• _Exercise instructions_
Send back all the data below, exactly as given.
--- Material to process Enclosed Below ---
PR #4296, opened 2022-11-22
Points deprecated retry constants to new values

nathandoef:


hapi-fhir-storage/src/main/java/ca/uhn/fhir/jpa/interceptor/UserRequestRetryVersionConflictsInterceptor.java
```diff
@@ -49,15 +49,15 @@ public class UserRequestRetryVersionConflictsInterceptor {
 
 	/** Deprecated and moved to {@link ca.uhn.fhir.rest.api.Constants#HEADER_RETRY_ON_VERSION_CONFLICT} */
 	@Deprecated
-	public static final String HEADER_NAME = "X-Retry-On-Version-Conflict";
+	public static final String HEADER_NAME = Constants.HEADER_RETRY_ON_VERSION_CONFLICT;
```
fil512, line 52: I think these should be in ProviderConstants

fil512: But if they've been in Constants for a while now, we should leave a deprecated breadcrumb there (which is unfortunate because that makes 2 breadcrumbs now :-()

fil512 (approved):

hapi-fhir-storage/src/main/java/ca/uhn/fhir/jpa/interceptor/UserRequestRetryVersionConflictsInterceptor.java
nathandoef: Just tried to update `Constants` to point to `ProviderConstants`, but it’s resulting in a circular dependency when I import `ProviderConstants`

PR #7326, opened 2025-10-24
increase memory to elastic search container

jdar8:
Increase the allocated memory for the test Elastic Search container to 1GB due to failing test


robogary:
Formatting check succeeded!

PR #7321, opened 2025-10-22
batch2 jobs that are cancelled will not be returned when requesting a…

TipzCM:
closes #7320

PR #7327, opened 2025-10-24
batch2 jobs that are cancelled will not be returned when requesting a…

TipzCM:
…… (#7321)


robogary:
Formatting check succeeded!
--- End of Enclosed Material to process ---
• _Answer to the exercise_
PR #4296, opened 2022-11-22
Points deprecated retry constants to new values

nathandoef:


hapi-fhir-storage/src/main/java/ca/uhn/fhir/jpa/interceptor/UserRequestRetryVersionConflictsInterceptor.java
```diff
@@ -49,15 +49,15 @@ public class UserRequestRetryVersionConflictsInterceptor {
 
 	/** Deprecated and moved to {@link ca.uhn.fhir.rest.api.Constants#HEADER_RETRY_ON_VERSION_CONFLICT} */
 	@Deprecated
-	public static final String HEADER_NAME = "X-Retry-On-Version-Conflict";
+	public static final String HEADER_NAME = Constants.HEADER_RETRY_ON_VERSION_CONFLICT;
```
fil512, line 52: I think these should be in ProviderConstants

fil512: But if they've been in Constants for a while now, we should leave a deprecated breadcrumb there (which is unfortunate because that makes 2 breadcrumbs now :-()

fil512 (approved):

hapi-fhir-storage/src/main/java/ca/uhn/fhir/jpa/interceptor/UserRequestRetryVersionConflictsInterceptor.java
nathandoef: Just tried to update `Constants` to point to `ProviderConstants`, but it’s resulting in a circular dependency when I import `ProviderConstants`

PR #7326, opened 2025-10-24
increase memory to elastic search container

jdar8:
Increase the allocated memory for the test Elastic Search container to 1GB due to failing test


robogary:
Formatting check succeeded!

PR #7321, opened 2025-10-22
batch2 jobs that are cancelled will not be returned when requesting a…

TipzCM:
closes #7320

PR #7327, opened 2025-10-24
batch2 jobs that are cancelled will not be returned when requesting a…

TipzCM:
…… (#7321)


robogary:
Formatting check succeeded!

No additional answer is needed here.